Tuesday, May 6, 2014

Questions for Radian - How to Prove Clayton Buy Is Not Sofa King Stupid

As expected, Radian announced a lights out operating performance that shows they were on a clear path to earning over $400M. Yay! Balloons! Noise makers!

Scratch the record. Kill the music.

Radian announced it will pay $305M for a business that earned $9M last year. Lets me get out my calculator. Yup that is a little higher than the 6-7x normal PE Radian was on its way to. The yield is also lower than the high teens (mgmt estimate) to arguably 20% ROE that Radian is earnings on it's NIW at it's capital starved subsidiary.

But lets not jump to the conclusion that Radian is buying a 3% yield with a cost of fresh capital in the teens. We can pull up financials from when Clayton was a public company to get an idea of their boom time earnings will be. Surely the next boom can't be too far off. Well the companies peak earnings were $15M in 2003 and it's proforma earnings that year were $9M. Wow that is awful close to last year.

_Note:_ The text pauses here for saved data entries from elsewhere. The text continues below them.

PR #901, opened 2019-08-23
Import qPercent (coordinated reactive control) for synchronous machines

MioRtia:

No

Feature

CGMES `qPercent` attribute for synchronous machines is not taken into account during import.

It is taken into account

No


MioRtia:
> No need to add a unit test?

Ah good point, I forgot to push the commit!

PR #908, opened 2019-08-29
Correct handling of missing attributes in EI during CGMES import

MioRtia:

No

Bug fix

Inconsistent info can be imported from CGMES files when `regulationStatus` and `regulationTarget` are missing from `EquivalentInjection` outside boundaries.

When `regulationStatus` and `regulationTarget` are missing from `EquivalentInjection` outside boundaries, a warning is written (consistent with CGMES documentation: `EquivalentInjection.regulationStatus and EquivalentInjection.regulationTarget
attributes if the EquivalentInjection is connected to a non-Boundary node.` and the voltage regulation is considered as off for the associated IIDM generator.

No

**Other information**:


cgmes/cgmes-conversion/src/main/java/com/powsybl/cgmes/conversion/elements/EquivalentInjectionConversion.java
```diff
@@ -36,14 +38,19 @@ public void convert() {
             targetP = -f.p();
             targetQ = -f.q();
         }
+
         boolean regulationCapability = p.asBoolean("regulationCapability", false);
-        boolean regulationStatus = p.asBoolean("regulationStatus", regulationCapability);
+        boolean regulationStatus = p.asBoolean("regulationStatus", false) && regulationCapability;
+        if (!p.containsKey("regulationStatus") || !p.containsKey(REGULATION_TARGET)) {
+            context.missing(String.format("Missing regulationStatus or regulationTarget for EI %s. Voltage regulation is considered as off.", id));
```
annetill: Maybe a clearest error message with EquivalentInjection instead of EI.

PR #909, opened 2019-08-30
Refactor merged line creation in UcteImporter to solve inconsistent data

murgeyseb:

Bug fix

Currently, when importing merged line from UCTE files, the ID of the line is generated based on the IDs of both dangling lines that compose it.
In order to always have the same ID, independently from the order of the dangling lines, they are sorted before creating the merged line ID.

However, there is no consistency between the order of the dangling lines in the generated ID and side one and side two terminals of the line.

The reordering is still done, but now the created line as consistent connection sides.


ucte/ucte-converter/src/main/java/com/powsybl/ucte/converter/UcteImporter.java
```diff
@@ -867,76 +864,84 @@ private void mergeXnodeDanglingLines(UcteNetwork ucteNetwork, Network network) {
 
         Set<DanglingLine> danglingLinesToProcess = Sets.newHashSet(network.getDanglingLines());
         while (!danglingLinesToProcess.isEmpty()) {
-            DanglingLine dl1 = danglingLinesToProcess.iterator().next();
-            DanglingLine dl2 = getMatchingDanglingLine(dl1, danglingLinesByXnodeCode);
+            DanglingLine dlToProcess = danglingLinesToProcess.iterator().next();
+            DanglingLine dlMatchingDlToProcess = getMatchingDanglingLine(dlToProcess, danglingLinesByXnodeCode);
```
mathbagu: It's a detail, but the name of this variable should be `matchingDlToProcess`

ucte/ucte-converter/src/main/java/com/powsybl/ucte/converter/UcteImporter.java
```diff
@@ -867,76 +864,84 @@ private void mergeXnodeDanglingLines(UcteNetwork ucteNetwork, Network network) {
...
+        // lexical sort to always end up with same merge line id
+        String mergeLineId = dlAtSideOne.getId() + " + " + dlAtSideTwo.getId();
+
+        // create XNODE merge extension
+        float rdp = (float) (dlAtSideOne.getR() / (dlAtSideOne.getR() + dlAtSideTwo.getR()));
+        float xdp = (float) (dlAtSideOne.getX() / (dlAtSideOne.getX() + dlAtSideTwo.getX()));
+        double xnodeP1 = dlAtSideOne.getP0();
+        double xnodeQ1 = dlAtSideOne.getQ0();
+        double xnodeP2 = dlAtSideTwo.getP0();
+        double xnodeQ2 = dlAtSideTwo.getQ0();
```
mathbagu: Maybe you should respect your own style by removing this variable used once and call `dlAtSideOne.getP0()` (and the others) in the adder.

ucte/ucte-converter/src/main/java/com/powsybl/ucte/converter/UcteImporter.java
murgeyseb: Well, you can also consider that it is the dangling line that matches the dangling line to process.
Which one do you prefer ?

ucte/ucte-converter/src/main/java/com/powsybl/ucte/converter/UcteImporter.java
murgeyseb: They are used twice (also in the merged Xnode extension). Do I really change it ?

mathbagu: I didn't notice that these variables were used twice. Keep it like this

Surely past deal makers saw even more potential in Clayton than our trusty Radian leaders. Nope. Back in the heyday of 2006 the Clayton IPOed for a $125M market cap with about $65M in debt. Then Greenfield took them private in April 2008 at a $135M market cap with $25M in debt. So those valuations seem consistent to each other. They are also both 50-63% of what Radian is paying. Radian's presentation does little to justify such a high price which is why I have composed a few questions that management may wish to ponder:

-In your presentation you describe Clayton as a "Non-capital intensive business" which is fantastic, but aren't you spending $305M of freshly raised capital on it? Or was that broccoli you spent? Or are you just trying to tell us that you value this cash flow stream so highly because it does not have a moat of capital around it?

-In your presentation you describe your purchase of Clayton as having a "Future tax benefit from basis step-up". Should I try to negotiate a higher price for a given bond so that I can depreciate a larger premium? Is this Radian's investment strategy?

In your presentation you state "Acquisition is expected to be breakeven from an accretion/dilution standpoint and modestly accretive excluding the non-cash amortization of intangible assets." Is that for 2014? If yes, analyst estimates have 2015 earnings ex-Clayton growing by 50%. Will Clayton earnings keep pace or is the deal dilutive after year 1?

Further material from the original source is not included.